В дверь гулко ударил огромный швейцарский кулак, засим всунулась светлобровая физиономия одного из гвардейцев и утробно доложила:
— Ваше преосвя... высокопреподобие! Там для вас письмо пришло какое-то важное, а еще человек в ворота бьется.
— Какой человек? — снисходительно осведомился господин председатель инквизиционного суда.
— Не могу знать, — лаконично отрезал гвардеец. — Только просится, чтобы его приютили в Консьержери, иначе, мол, конец ему. А письмецо — вот оно.
— Впустите этого несчастного, — великодушно распорядился герр Мюллер, изымая у швейцарца депешу. — Позаботьтесь там и все, что следует...
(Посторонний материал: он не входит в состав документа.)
PR #366, opened 2019-03-04
EZP-30208: Add ezsystems/ezplatform-graphql to meta repositories

webhdx:
> JIRA: https://jira.ez.no/browse/EZP-30208

I opted for automatic installation of GraphiQL (nice UI for testing GraphQL queries) in `dev` environment.

### DIFF
--- a/composer.json
+++ b/composer.json
@@ -34,6 +34,7 @@
         "ezsystems/ezplatform-core": "^1.0@dev",
         "ezsystems/ezplatform-cron": "^2.0@dev",
         "ezsystems/ezplatform-design-engine": "^2.0@dev",
+        "ezsystems/ezplatform-graphql": "^1.0@dev",
         "ezsystems/ezplatform-http-cache": "~0.8@dev",
         "ezsystems/ezplatform-richtext": "^1.1@dev",
         "ezsystems/ezplatform-solr-search-engine": "^1.5.4@dev",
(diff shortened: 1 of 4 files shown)


composer.json
```diff
@@ -34,6 +34,7 @@
         "ezsystems/ezplatform-core": "^1.0@dev",
         "ezsystems/ezplatform-cron": "^2.0@dev",
         "ezsystems/ezplatform-design-engine": "^2.0@dev",
+        "ezsystems/ezplatform-graphql": "^0.4.0@dev",
```
lserwatka: `^1.0@dev`

composer.json
```diff
@@ -89,7 +92,8 @@
             "yarn encore dev"
         ],
         "post-install-cmd": [
-            "@symfony-scripts"
+            "@symfony-scripts",
+            "@php bin/console ezplatform:graphql:generate-schema"
```
mnocon: Isn't it needed in `post-update-cmd` as well?
```
post-install-cmd: occurs after the install command has been executed with a lock file present.
```
it won't happen on stable branches, there is no lock there.

webhdx: I discussed it with @bdunogier. Since you only want to run this after making changes to the database (i.e. changing content types) I don't think there is a need to run it after updating packages. For people updating to 2.5 it should be mentioned in documentation that GraphQL schema has to be generated afterwards. cc @DominikaK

Толстый конверт, украшенный россыпью печатей, перешел из рук в руки, наш пастырь погрузился в чтение, иногда удивленно приподнимая брови и рассеянно хмыкая, откуда-то молчаливо изник широкоплечий отец Лабрайд, решивший присоединиться к нашему обществу и шепотом расспрашивавший, что происходит.
Осилив послание, отец Густав вручил его мне — для приобщения к архиву, а сам направил стопы свои на встречу с неведомым типом, явно угодившим в безвыходное положение, коли рискует просить защиты в нашей крепости, остальные потянулись следом, я же, задержавшись и собирая бумаги, наткнулся на подозрительного вида белый клочок, призывно мелькнувший из-под краешка ковра. Клочок испещряли неровные строчки, более походившие на запись подслушанного разговора человека с самим собой:
«Майн готт... Когда я выпить этот шайсен французишен вайн, мне тянет блевать. Но это еще хальф-беды. Я вспоминать дас кляйне Моник, протестантский стерва, который я имел несчастье либен в моей уютной теплой застенок когда жил в Дойчлянд. Я ее немножко бумзель, а потом — трах! Бах! Моник есть беременный. Я ее немножко сжигать. Если бы я ее сжигать цвай месяц раньше! Она успеть родить. Их бин христианин, доннер веттер, я находить дас кляйне киндер и ханган его на бруст дас кляйне крестик. О, почему я не предал его дас тодт? Нихт проблем, нихт головная боль спустя столько йарен.
А потом я встречать дас кляйне Мадлен и тоже ее немножко бумзель. Но эта шалава я не мог сжигать — она хабен варен католик. Я приказать утопить ее в параша. Но — шайсен Готт! — она тоже успеть родить. Я повелеть сдать малютка в дер монастир. А на днях майн мен сообщать мне — ди кляйне медхен Марлен служить у знатный господин, который есть еретик. Но майн мен варен зарезан при посредстве мессер, не успев сказать мне наме тот еретик. Служанка Марлен — ключ к сатаник гнездо? Служанка Марлен — майне дохтер? Варум бы не сжигать и гнездо, и дохтер? Их мюссе это обмозговать... когда проблеваться...»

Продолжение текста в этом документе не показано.